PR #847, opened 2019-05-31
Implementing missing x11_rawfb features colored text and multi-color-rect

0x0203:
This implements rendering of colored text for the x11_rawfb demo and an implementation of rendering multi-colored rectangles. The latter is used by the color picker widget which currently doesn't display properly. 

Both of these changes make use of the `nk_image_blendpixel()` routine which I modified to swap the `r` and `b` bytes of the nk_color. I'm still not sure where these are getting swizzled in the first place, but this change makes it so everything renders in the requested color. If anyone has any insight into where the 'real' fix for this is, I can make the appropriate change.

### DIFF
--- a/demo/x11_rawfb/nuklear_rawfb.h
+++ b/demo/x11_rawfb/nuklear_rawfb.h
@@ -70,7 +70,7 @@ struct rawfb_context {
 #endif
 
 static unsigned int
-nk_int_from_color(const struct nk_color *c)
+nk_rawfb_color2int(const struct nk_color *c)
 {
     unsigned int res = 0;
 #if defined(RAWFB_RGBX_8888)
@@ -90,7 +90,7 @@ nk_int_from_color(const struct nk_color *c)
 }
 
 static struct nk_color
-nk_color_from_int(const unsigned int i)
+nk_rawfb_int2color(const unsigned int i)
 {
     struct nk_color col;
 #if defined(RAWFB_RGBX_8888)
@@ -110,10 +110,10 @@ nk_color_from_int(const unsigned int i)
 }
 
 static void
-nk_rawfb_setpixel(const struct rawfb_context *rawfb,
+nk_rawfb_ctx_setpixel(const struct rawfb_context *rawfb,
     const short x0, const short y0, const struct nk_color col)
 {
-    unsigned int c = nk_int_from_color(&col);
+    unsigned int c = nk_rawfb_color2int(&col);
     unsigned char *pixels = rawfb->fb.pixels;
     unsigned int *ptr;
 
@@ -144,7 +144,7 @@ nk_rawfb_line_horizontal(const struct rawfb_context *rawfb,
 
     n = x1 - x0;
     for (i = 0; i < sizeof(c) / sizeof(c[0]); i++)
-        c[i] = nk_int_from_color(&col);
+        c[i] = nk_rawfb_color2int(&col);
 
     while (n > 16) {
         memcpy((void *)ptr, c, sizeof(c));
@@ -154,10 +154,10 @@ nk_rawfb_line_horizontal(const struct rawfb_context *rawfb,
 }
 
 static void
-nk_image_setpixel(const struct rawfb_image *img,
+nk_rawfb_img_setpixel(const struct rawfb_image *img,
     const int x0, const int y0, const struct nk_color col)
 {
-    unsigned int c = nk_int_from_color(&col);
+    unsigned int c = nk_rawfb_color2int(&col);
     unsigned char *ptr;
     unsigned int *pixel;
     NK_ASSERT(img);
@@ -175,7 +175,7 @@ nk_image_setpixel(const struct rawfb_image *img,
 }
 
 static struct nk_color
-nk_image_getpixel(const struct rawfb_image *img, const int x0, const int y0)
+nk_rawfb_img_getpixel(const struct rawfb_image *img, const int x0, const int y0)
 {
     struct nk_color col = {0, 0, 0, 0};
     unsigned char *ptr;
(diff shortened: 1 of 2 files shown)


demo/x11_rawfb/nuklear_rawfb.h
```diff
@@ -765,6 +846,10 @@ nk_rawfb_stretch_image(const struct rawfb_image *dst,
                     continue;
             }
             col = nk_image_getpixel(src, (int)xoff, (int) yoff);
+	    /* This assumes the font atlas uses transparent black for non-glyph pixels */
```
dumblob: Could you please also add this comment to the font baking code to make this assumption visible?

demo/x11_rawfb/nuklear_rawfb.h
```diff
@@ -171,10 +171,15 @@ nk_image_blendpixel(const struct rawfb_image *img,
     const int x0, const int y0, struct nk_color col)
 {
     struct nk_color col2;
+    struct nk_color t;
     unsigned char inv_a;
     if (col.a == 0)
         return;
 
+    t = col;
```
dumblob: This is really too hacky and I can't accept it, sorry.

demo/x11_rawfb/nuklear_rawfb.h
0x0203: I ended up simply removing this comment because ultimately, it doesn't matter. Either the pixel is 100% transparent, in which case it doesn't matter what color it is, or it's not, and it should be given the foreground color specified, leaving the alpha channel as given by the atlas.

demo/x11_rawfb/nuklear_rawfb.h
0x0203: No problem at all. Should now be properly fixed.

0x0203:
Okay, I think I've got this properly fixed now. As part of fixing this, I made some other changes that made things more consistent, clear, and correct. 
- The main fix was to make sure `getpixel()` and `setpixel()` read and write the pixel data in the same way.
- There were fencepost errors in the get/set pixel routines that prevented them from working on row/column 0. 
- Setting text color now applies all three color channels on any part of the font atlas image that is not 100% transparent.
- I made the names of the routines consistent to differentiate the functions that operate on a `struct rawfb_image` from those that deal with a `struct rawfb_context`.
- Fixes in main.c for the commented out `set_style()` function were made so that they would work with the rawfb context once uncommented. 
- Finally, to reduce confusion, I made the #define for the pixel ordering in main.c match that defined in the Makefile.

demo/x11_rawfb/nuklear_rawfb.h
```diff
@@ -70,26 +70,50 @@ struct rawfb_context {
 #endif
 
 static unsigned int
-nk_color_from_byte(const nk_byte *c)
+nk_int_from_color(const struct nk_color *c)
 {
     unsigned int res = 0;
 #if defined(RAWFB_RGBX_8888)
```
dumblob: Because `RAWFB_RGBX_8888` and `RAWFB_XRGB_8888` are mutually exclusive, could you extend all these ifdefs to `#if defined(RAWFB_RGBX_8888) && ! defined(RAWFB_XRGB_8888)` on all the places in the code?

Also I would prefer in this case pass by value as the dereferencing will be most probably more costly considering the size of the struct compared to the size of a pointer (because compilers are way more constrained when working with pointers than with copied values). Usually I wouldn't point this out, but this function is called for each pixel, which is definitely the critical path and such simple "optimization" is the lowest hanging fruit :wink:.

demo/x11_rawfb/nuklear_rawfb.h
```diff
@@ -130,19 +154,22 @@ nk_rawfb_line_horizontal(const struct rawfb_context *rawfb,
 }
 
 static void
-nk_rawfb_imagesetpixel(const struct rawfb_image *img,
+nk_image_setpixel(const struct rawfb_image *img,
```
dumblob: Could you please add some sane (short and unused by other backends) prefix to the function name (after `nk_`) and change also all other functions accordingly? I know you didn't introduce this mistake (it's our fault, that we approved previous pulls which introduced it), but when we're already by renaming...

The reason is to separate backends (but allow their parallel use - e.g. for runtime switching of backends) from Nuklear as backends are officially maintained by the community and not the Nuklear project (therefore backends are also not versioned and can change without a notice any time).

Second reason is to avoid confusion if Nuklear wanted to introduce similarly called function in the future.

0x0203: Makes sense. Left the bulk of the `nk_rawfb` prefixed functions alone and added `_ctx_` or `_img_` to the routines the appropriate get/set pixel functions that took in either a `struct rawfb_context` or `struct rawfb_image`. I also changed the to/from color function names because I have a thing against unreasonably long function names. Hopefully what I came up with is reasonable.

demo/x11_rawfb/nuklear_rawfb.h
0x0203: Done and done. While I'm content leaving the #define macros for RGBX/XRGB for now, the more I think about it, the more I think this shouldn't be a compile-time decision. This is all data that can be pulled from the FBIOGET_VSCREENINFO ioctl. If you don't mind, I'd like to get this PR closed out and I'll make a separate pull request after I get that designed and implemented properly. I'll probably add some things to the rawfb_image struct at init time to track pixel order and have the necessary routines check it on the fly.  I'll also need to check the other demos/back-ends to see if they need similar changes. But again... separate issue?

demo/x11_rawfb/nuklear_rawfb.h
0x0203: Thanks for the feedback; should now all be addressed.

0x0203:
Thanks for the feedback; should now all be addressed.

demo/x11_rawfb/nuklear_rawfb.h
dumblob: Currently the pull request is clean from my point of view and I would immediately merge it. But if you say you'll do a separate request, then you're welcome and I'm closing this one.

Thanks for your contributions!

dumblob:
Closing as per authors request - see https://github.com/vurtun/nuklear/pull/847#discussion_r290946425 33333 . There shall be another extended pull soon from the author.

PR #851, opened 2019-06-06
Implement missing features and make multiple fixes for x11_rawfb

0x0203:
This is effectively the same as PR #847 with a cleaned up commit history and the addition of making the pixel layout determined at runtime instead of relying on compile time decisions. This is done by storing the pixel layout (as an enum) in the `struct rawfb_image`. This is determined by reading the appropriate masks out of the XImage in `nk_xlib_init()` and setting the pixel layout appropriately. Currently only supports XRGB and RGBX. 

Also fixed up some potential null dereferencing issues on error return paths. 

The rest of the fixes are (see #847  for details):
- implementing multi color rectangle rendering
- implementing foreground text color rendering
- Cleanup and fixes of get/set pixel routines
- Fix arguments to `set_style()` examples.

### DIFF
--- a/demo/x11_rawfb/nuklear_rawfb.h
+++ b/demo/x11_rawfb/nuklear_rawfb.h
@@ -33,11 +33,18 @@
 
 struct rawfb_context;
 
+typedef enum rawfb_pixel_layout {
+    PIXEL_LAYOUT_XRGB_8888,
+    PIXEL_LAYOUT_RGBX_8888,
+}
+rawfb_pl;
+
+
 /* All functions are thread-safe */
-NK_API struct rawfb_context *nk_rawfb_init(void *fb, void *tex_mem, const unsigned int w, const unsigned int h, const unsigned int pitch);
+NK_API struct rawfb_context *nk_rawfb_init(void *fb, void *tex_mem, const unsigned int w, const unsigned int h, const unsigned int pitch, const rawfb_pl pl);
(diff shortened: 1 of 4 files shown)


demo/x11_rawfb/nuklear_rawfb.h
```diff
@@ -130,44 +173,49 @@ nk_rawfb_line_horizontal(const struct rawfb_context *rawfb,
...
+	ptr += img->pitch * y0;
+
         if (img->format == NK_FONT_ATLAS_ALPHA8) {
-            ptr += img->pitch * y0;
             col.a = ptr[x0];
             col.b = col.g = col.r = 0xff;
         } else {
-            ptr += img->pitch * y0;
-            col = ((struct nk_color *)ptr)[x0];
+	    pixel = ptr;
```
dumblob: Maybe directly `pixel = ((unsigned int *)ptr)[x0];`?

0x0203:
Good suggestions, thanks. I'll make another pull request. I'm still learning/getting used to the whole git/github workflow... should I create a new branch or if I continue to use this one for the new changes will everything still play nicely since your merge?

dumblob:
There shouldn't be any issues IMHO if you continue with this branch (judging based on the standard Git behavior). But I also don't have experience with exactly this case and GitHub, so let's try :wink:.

::::::::::

Brief
When a line in the material above contains the word "shown", copy that line out.

Written response
(diff shortened: 1 of 2 files shown)
(diff shortened: 1 of 4 files shown)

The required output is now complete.